Check every line of the entries below for "visitor", and copy the lines that have it.

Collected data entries
:::::

PR #1849, opened 2015-11-27
Update SA1302 code fix to support conflict resolution

### LINKED ISSUE #436: Update SA1302 (InterfaceNamesMustBeginWithI) to handle conflicting names

sharwell:
Fixes #436

Edit: ~~Need to update this to ensure a nested type isn't renamed to the same name as the enclosing type.~~ This is now working.

### DIFF
--- a/StyleCop.Analyzers/StyleCop.Analyzers.Test/NamingRules/SA1302UnitTests.cs
+++ b/StyleCop.Analyzers/StyleCop.Analyzers.Test/NamingRules/SA1302UnitTests.cs
@@ -185,6 +185,56 @@ public class MyNativeMethods
             await this.VerifyCSharpDiagnosticAsync(testCode, EmptyDiagnosticResults, CancellationToken.None).ConfigureAwait(false);
         }
 
+        [Fact]
+        public async Task TestInterfaceDeclarationDoesNotStartWithIWithConflictAsync()
+        {
+            string testCode = @"
+public interface Foo
+{
+}
+
+public interface IFoo { }";
+            string fixedCode = @"
+public interface IFoo1
+{
+}
+
+public interface IFoo { }";
+
+            DiagnosticResult expected = this.CSharpDiagnostic().WithLocation(2, 18);
+
+            await this.VerifyCSharpDiagnosticAsync(testCode, expected, CancellationToken.None).ConfigureAwait(false);
+            await this.VerifyCSharpDiagnosticAsync(fixedCode, EmptyDiagnosticResults, CancellationToken.None).ConfigureAwait(false);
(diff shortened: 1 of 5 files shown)


StyleCop.Analyzers/StyleCop.Analyzers.Test/NamingRules/SA1302UnitTests.cs
```diff
@@ -185,6 +185,160 @@ public interface FileOpenDialog111
...
+{
+    int IFoo { get; }
+}";
+
+            DiagnosticResult expected = this.CSharpDiagnostic().WithLocation(2, 18);
+
+            await this.VerifyCSharpDiagnosticAsync(testCode, expected, CancellationToken.None).ConfigureAwait(false);
+            await this.VerifyCSharpDiagnosticAsync(fixedCode, EmptyDiagnosticResults, CancellationToken.None).ConfigureAwait(false);
+            await this.VerifyCSharpFixAsync(testCode, fixedCode, cancellationToken: CancellationToken.None).ConfigureAwait(false);
+        }
```
vweijsters: :question:  Why is the interface renamed to `IFoo1` here? There clearly is no conflict.

vweijsters:
:+1: Looks good to me, besides the question about a testcase.

StyleCop.Analyzers/StyleCop.Analyzers.Test/NamingRules/SA1302UnitTests.cs
sharwell: :arrow_right: It contains a member named `IFoo`. Members are not allowed to have the same name as the containing type, so either we don't use the name `IFoo` for the interface, or we have to rename both the interface and the property.

vweijsters: Members can have the same name as the containing type, there is nothing preventing that. The compiler accepts it, and so does StyleCop Analyzers. Its not desirable, but that should the subject for a new diagnostic imho.

sharwell: Looks like this is partially correct. If the containing type is a `class` or `struct`, you get CS0542. If the containing type is an `interface` or `enum`, you don't get an error.

PR #1850, opened 2015-11-27
Add hint about how to refresh the JSON schema

martincostello:
Adds a hint about how to refresh the schema if it goes out of date in Visual Studio as suggested [here](https://github.com/DotNetAnalyzers/StyleCopAnalyzers/pull/1812#issuecomment-160184753).


sharwell:
:+1:

PR #1855, opened 2015-11-27
Implemented SA1134 (incl. tests + code fix)

### LINKED ISSUE #809: Implement SA1134 (AttributesMustNotShareLine)
**Category:** ~~Layout~~ Readability
**Title:** Attribute must be on separate line
**Description:** C# allows attributes to be specified on the same line of code, like:
```C#
[Export] [Shared]
public class Foo
{
}
```
The form makes it more difficult to determine which attributes are present, especially when the attributes also have a (long) list op parameters. Each attribute should therefore be placed on its own line. 
```C#
[Export]
[Shared]
public class Foo
{
}
```

An exception to this rule would be inline attributes for parameters.

vweijsters:
Fixes #809


NikolayIT:
May be a test with attributes that are located above a namespace definition will be a good idea (`[assemly:...]` for example) :)

sharwell:
Also tests for attributes on generic type parameters.

vweijsters:
Updated after CR

PR #1858, opened 2015-11-28
Improve IsValidNewMemberName handling of parameters and locals

### LINKED ISSUE #1315: SA1306CodeFixProvider does not support name conflict resolution
In #1316, the code fix currently used for SA1306 was generalized to `RenameToLowerCaseCodeFixProvider`. Currently this operation does not support name conflict resolution, which could lead to broken code following a fix or fix-all operation.

sharwell:
Fixes #1315


vweijsters:
:+1: Looks good to me. 

There is a possible interference with SX1309(S), but I've created #1861 for that.

PR #1864, opened 2015-11-29
Update SA1312 to check additional local variable declarations

### LINKED ISSUE #1856: SA1312 needs to use a symbol visitor
There are many different ways to declare a local variable. SA1312 needs to use a symbol visitor for `ILocalSymbol` (as opposed to the current syntax visitor) to consistently identify these for analysis.

sharwell:
Fixes #1856 

:memo: Unfortunately it's not possible to just register a symbol action for `ILocalSymbol`, so instead this pull request operates on the additional types of syntax nodes which declare local variables.


vweijsters:
:+1:

PR #1865, opened 2015-11-29
Fix UsingCodeFixProvider handling of aliases

### LINKED ISSUE #1770: UsingCodeFixProvider does not handle aliases correctly
Currently UsingCodeFixProvider can merge two using directives which do not use the same alias. The correct behavior is to allow merging a using directive which does not have an alias with any using directives which have the alias `global::`. Using directives with any other alias can only be merged with other using directives that have exactly the same alias.

sharwell:
This change can result in the output of this code fix containing duplicate
using directives, but this situation does not break the semantics of code
and only produces a build warning.

Fixes #1770


vweijsters:
:+1:

PR #1866, opened 2015-11-29
SA1306 now ignores leading underscores.

### LINKED ISSUE #1861: SA1306 should also check fields starting with a single underscore
The following code should trigger SA1306 in my opinion (with SA1309 disabled and SX1309 enabled).

```csharp
public class TestClass
{
    private int _TestField;
}
```

I would propose that we make the underscore for fields a property and that we adapt the different analyzers and code fixes to take this setting into account properly. I think with the correct set of properties we can wrap up SA1309, SX1309 and SX1309S into a single analyzer.

vweijsters:
Fixes #1861


NikolayIT:
I would add these tests: :)

* `_`
* `___`
* `___someVar`
* `someVar_`

vweijsters:
Added additional test cases.

vweijsters:
Fixed failing test.

sharwell:
:+1:

PR #1880, opened 2015-12-01
Fix #1878 (SA1133CodeFixProvider crash with System.InvalidCastException)

### LINKED ISSUE #1878: SA1133CodeFixProvider crash
Given the following code :

```csharp
namespace Stylecop_rc1_bug_repro
{
    using System;

    internal class Program
    {
        [Foo, Bar]
        private static void Main(string[] args)
        {
        }
    }

    internal class FooAttribute : Attribute
    {
    }

    internal class BarAttribute : Attribute
    {
    }
}
```

SA1133 is raised on `Bar` usage but activating the CodeFix throw an exception :

```text
Exception thrown: 'System.InvalidCastException' in StyleCop.Analyzers.CodeFixes.dll

Additional information: Unable to cast object of type 'Microsoft.CodeAnalysis.CSharp.Syntax.AttributeListSyntax' to type 'Microsoft.CodeAnalysis.CSharp.Syntax.AttributeSyntax'.

   at StyleCop.Analyzers.ReadabilityRules.SA1133CodeFixProvider.<GetTransformedDocumentAsync>d__5.MoveNext()
```

(*VS2015 update 1, StyleCop 1.0 RC1*)

NikolayIT:
Fix #1878

### DIFF
--- a/StyleCop.Analyzers/StyleCop.Analyzers.CodeFixes/ReadabilityRules/SA1133CodeFixProvider.cs
+++ b/StyleCop.Analyzers/StyleCop.Analyzers.CodeFixes/ReadabilityRules/SA1133CodeFixProvider.cs
@@ -51,8 +51,18 @@ namespace StyleCop.Analyzers.ReadabilityRules
         private static async Task<Document> GetTransformedDocumentAsync(Document document, Diagnostic diagnostic, CancellationToken cancellationToken)
         {
             var syntaxRoot = await document.GetSyntaxRootAsync(cancellationToken).ConfigureAwait(false);
-            var violatingAttribute = (AttributeSyntax)syntaxRoot.FindNode(diagnostic.Location.SourceSpan).Parent;
-            var attributeList = (AttributeListSyntax)violatingAttribute.Parent;
+            var nodeInSourceSpan = syntaxRoot.FindNode(diagnostic.Location.SourceSpan);
+            AttributeListSyntax attributeList;
+            if (nodeInSourceSpan.Parent is AttributeListSyntax)
+            {
+                attributeList = (AttributeListSyntax)nodeInSourceSpan.Parent;
+            }
+            else
+            {
+                var violatingAttribute = (AttributeSyntax)nodeInSourceSpan.Parent;
+                attributeList = (AttributeListSyntax)violatingAttribute.Parent;
+            }
+
             var newAttributeLists = new List<AttributeListSyntax>();
 
             var indentationOptions = IndentationOptions.FromDocument(document);
--- a/StyleCop.Analyzers/StyleCop.Analyzers.CodeFixes/ReadabilityRules/SA1133CodeFixProvider.cs
+++ b/StyleCop.Analyzers/StyleCop.Analyzers.CodeFixes/ReadabilityRules/SA1133CodeFixProvider.cs
@@ -18,6 +18,10 @@ namespace StyleCop.Analyzers.ReadabilityRules
     /// <summary>
     /// Implements a code fix for <see cref="SA1133DoNotCombineAttributes"/>.
     /// </summary>
+    /// <remarks>
+    /// The SA1133 code fix adds the new lines to make sure that it doesn't immediately introduces a SA1134 after code fixing,
+    /// but it will not / should not attempt to fix any preexisting SA1134 cases.
+    /// </remarks>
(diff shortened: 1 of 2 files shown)


StyleCop.Analyzers/StyleCop.Analyzers.CodeFixes/ReadabilityRules/SA1133CodeFixProvider.cs
```diff
@@ -51,8 +51,18 @@ public override Task RegisterCodeFixesAsync(CodeFixContext context)
         private static async Task<Document> GetTransformedDocumentAsync(Document document, Diagnostic diagnostic, CancellationToken cancellationToken)
         {
             var syntaxRoot = await document.GetSyntaxRootAsync(cancellationToken).ConfigureAwait(false);
-            var violatingAttribute = (AttributeSyntax)syntaxRoot.FindNode(diagnostic.Location.SourceSpan).Parent;
-            var attributeList = (AttributeListSyntax)violatingAttribute.Parent;
+            var nodeInSourceSpan = syntaxRoot.FindNode(diagnostic.Location.SourceSpan);
```
sharwell: We've run into problems in the past where error nodes in the tree caused `FindNode` to return unexpected nodes. Normally this is solved by setting `getInnermostNodeForTie: true`, but I'm not sure that would behave properly here. We probably want to have a third case handled where `nodeInSourceSpan.Parent` is neither an `AttributeListSyntax` nor an `AttributeSyntax`, and just return.

NikolayIT:
@sharwell added default case which just returns the document object

Noryoko:
Could you add these tests?

```
[Foo]
[Bar, Car]

[Foo, Bar]
[Car]

[Foo, Bar, Car]

[Foo]
[Bar, Car]
[Ear]
```

NikolayIT:
@Noryoko unit tests added.

NikolayIT:
@Noryoko, @vweijsters, do you think the following tests should also pass?

    [InlineData("[Foo][Bar, Car]", "[Foo]\r\n[Bar]\r\n[Car]", 2, 12)]
    [InlineData("[Foo, Bar][Car]", "[Foo]\r\n[Bar]\r\n[Car]", 2, 7)]
    [InlineData("[Foo][Bar, Car][Ear]", "[Foo]\r\n[Bar]\r\n[Car]\r\n[Ear]", 2, 12)]

With the current code they are failing.

StyleCop.Analyzers/StyleCop.Analyzers.CodeFixes/ReadabilityRules/SA1133CodeFixProvider.cs
vweijsters: :exclamation:  A better solution would be to use `getInnermostNodeForTie: true` and then call `FirstAncestorOrSelf<AttributeListSyntax>()` on the found node. That call should never fail, as the analyzer works on `AttributeSyntaxList`.

Noryoko:
I think so. The fix is already splitting the attributes onto their own lines. Would make the end result look consistent.

vweijsters:
I don't think they should pass, as they are partly in the domain of SA1134. The SA1133 code fix adds the new lines to make sure that it doesn't immediately introduces a SA1134 after code fixing, but it will not / should not attempt to fix any preexisting SA1134 cases.

NikolayIT:
OK, then this pull request is ready for approval.

Noryoko:
I'll change my vote to agree with @vweijsters.

vweijsters:
@NikolayIT I would like to see my remark on `SA1133CodeFixProvider.cs` to be addressed before I'm ok with this pull request.

NikolayIT:
@vweijsters is that what you meant?

vweijsters:
No, I meant:
> :exclamation: A better solution would be to use getInnermostNodeForTie: true and then call FirstAncestorOrSelf<AttributeListSyntax>() on the found node. That call should never fail, as the analyzer works on AttributeSyntaxList.

NikolayIT:
Sorry, didn't see it. Is now OK? @vweijsters

vweijsters:
Totally :wink: 

:+1: Looks good to me

Noryoko:
:+1: Looks good to me

vweijsters:
@sharwell Could you merge this into master as well?

sharwell:
@vweijsters yes I'll merge it tonight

:::::

Answer:
### LINKED ISSUE #1856: SA1312 needs to use a symbol visitor
There are many different ways to declare a local variable. SA1312 needs to use a symbol visitor for `ILocalSymbol` (as opposed to the current syntax visitor) to consistently identify these for analysis.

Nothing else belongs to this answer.